そんな甘い空気に対して「リア充爆発しろ」という怨嗟の呟きが漏れるなか、何人かのクラスメート達が恐る恐る手を挙げ始める。
「じゃあ俺も。戦える異能じゃないから、手伝いくらいしか出来ないけど……」
「私も、やっぱり帰れなくなるのは困るし」
「殺されたり奴隷にされるよりは、なぁ?」
戦争は怖くて嫌だが、自分達の命と自由を守るためには仕方がない。
そんな渋々といった様子ながらも、協力を申し出てくれた一年A組の面々に、皇帝は感動した面持ちで一人一人握手をしていった。
「ありがとう。其方達が無事に故郷へ帰れるよう、我らも全身全霊を尽くして戦うと誓おう」
「私達も尽力を惜しみませんので、何でもご申しつけ下さい」
メイド達はそう言って拍手をし、彼らの勇敢さを称えた。
「いや~、何か照れるし」
「我が身を守るためでもあるし、そう賞賛される事ではないのだがな」
遊子や武美など協力を申し出た面々は、照れながらも嬉しそうに笑みを浮かべる。
そんな明るい者達とは対照的に、挙手を拒んで気まずい顔をしていた数人にも、皇帝はフォローを怠らなかった。
「手伝えぬという者達も気に病まないで欲しい。先程も告げたが、全ては其方らをこの世界に招き、戦火に巻き込んだ余が悪いのだから」
「…………」
「ただ、もしも我らが敗れた時は、せめて女子供達だけでも守るために、その力を使ってはくれぬだろうか?」
「ま、まぁ、そのくらいなら」
「う、うん、仕方ないよね」
反対者達は渋々と、だが内心では深く安堵しながら頷き返す。
この場にはいないが、喧嘩っ早い竜司なども参加するのだろう。戦車やミサイルよりも強力な異能の持ち主達が、槍や弓しか持たぬ中世レベルの敵軍になど負けるはずがない。

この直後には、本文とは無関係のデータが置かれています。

PR #3493, opened 2025-03-28
mu: Add a new tool to show memory usage of files

teknoraver:
mu is a new tool which shows the amount of data that a set of files are keeping into the cache.
mu uses the new cachestat() syscall introduced with Linux 6.5.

だから、自分達までおはちが回ってくる事はない。その上で、いざという時は戦うという事にしておけば、クラスメート達からの風当たりが多少は弱まる。
打算による保身まみれの賛同。そんな事は全て見抜いているだろうに、皇帝は変わらぬ満面の笑みで、彼らの手も握り締めた。
「ありがとう。其方らが背中を守ってくれるなら、我らも安心して戦場に向かえる」
「…………」
真っ先に反対し、最後まで頷かなかった英輝すら除け者にせず、皇帝は握手をして回った。

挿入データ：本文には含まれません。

PR #3497, opened 2025-04-01
lsfd: scan the protocol field of /proc/net/packet as a hex number

masatake:
The original code read the protocol field of /proc/net/packet as a decimal number.


karelzak:
This should be cherry-picked to the stable/v2.41, too, right?

masatake:
> This should be cherry-picked to the stable/v2.41, too, right?

Yes.

karelzak:
Done.

PR #3498, opened 2025-04-01
mkfs.bfs: fix memory leaks and weak code

karelzak:
- use size_t to store strlen() result
- init superblock with the default volume and fsname
- don't use strdup(), it's unnecessary as getopt_long() does not modify arguments
- don't use memcpy() as we need to check string sizes
- restrict verbose output 6 bytes

Addresses: https://github.com/util-linux/util-linux/pull/3488


linx-zt20xx:
Your revision is fantastic; I think this is a very appropriate way to modify it!

PR #3500, opened 2025-04-02
man pages and --help improvements

karelzak:
[**from mailing-list**]

### DIFF
--- a/schedutils/coresched.c
+++ b/schedutils/coresched.c
@@ -80,31 +80,24 @@ static void __attribute__((__noreturn__)) usage(void)
 		program_invocation_short_name);
 
 	fputs(USAGE_SEPARATOR, stdout);
-	fputsln(_("Manage core scheduling cookies for tasks."), stdout);
+	fputsln(_("Manage core-scheduling cookies for tasks."), stdout);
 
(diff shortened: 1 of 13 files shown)


schedutils/coresched.c
```diff
@@ -80,31 +80,24 @@ static void __attribute__((__noreturn__)) usage(void)
...
-	fputsln(_(" get                      retrieve the core scheduling cookie of a PID"),
-		stdout);
-	fputsln(_(" new                      assign a new core scheduling cookie to an existing\n"
-		  "                            PID or execute a program with a new cookie"),
-		stdout);
-	fputsln(_(" copy                     copy the core scheduling cookie from an existing PID\n"
-		  "                            to another PID, or execute a program with that\n"
-		  "                            copied cookie"),
-		stdout);
+	fputsln(_(" get      retrieve the core-scheduling cookie of a PID"), stdout);
```
ThijsRay, line 86: "Core scheduling" (without a hyphen) should be preferred over
"core-scheduling" (with a hyphen). Without a hyphen is more consistent
with [existing kernel documentation about core scheduling.](https://www.kernel.org/doc/html/latest/admin-guide/hw-vuln/core-scheduling.html).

「では、早速で悪いのだが、今後の方針についてもう少しだけ話をさせて貰いたい」
「「「はいっ!」」」
戦場に向かう者も、王都に残る者も、揃って素直に返事をして、皇帝の話に耳を傾ける。
そんな中で、英輝は何もできなかった己の無力さに打ちひしがれて、力なく項垂れていたのだった。